## What you are asked to do
State how many lines in the listing below include the string "that". The answer is the number alone.

## Material provided
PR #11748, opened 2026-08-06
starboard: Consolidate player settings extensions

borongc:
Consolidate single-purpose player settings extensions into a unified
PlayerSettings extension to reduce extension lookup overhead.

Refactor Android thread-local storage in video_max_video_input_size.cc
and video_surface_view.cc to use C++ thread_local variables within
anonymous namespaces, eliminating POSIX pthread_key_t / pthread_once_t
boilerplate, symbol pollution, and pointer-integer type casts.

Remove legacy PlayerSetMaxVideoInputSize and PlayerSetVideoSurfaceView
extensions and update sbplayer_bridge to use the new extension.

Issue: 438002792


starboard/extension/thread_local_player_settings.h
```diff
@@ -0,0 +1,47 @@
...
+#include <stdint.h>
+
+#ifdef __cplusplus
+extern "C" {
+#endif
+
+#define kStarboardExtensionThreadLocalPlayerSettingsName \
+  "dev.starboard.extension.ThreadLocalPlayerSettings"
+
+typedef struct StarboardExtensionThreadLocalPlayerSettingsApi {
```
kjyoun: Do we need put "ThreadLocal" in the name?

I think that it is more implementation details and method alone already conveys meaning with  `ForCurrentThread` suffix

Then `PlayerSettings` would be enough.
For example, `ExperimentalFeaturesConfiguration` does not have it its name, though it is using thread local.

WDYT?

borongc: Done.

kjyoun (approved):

---

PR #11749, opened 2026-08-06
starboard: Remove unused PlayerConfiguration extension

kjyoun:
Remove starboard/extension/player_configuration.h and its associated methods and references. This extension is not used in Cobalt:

--

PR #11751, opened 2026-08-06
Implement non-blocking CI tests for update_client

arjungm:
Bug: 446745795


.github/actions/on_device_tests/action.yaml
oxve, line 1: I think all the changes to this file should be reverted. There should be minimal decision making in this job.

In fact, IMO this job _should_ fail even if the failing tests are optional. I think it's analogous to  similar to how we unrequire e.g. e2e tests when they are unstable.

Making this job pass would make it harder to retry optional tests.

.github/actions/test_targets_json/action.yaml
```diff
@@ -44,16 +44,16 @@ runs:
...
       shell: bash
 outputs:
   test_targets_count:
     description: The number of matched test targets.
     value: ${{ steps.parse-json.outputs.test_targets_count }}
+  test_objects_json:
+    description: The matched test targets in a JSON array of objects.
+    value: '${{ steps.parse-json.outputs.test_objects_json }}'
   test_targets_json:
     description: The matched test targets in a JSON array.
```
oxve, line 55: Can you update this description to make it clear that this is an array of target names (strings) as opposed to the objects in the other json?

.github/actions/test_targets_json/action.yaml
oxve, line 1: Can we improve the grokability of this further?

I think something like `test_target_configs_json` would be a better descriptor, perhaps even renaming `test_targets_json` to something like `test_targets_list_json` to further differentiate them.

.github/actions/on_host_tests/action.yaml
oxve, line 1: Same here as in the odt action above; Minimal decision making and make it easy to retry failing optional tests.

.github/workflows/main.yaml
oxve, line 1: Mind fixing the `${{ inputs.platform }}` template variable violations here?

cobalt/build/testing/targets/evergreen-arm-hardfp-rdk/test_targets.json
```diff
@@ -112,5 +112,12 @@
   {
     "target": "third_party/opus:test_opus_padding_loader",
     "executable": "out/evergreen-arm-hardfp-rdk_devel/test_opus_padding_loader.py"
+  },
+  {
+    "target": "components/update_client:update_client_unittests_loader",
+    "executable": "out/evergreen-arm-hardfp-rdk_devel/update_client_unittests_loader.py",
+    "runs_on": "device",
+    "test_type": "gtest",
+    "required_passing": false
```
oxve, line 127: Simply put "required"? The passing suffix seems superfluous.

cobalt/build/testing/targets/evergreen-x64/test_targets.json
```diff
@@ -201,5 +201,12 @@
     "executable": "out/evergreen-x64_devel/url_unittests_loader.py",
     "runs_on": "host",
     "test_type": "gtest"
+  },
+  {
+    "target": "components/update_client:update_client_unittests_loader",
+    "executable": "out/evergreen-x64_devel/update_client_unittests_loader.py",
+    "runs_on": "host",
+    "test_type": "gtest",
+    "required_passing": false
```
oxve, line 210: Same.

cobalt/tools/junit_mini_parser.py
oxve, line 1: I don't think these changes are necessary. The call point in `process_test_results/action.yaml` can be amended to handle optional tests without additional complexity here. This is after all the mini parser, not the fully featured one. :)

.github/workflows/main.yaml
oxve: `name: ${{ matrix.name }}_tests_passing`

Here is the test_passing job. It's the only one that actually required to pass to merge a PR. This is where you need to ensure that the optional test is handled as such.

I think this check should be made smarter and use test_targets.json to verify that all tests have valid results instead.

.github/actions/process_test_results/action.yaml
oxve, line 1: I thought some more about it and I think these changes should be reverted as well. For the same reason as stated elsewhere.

## Response to the task
4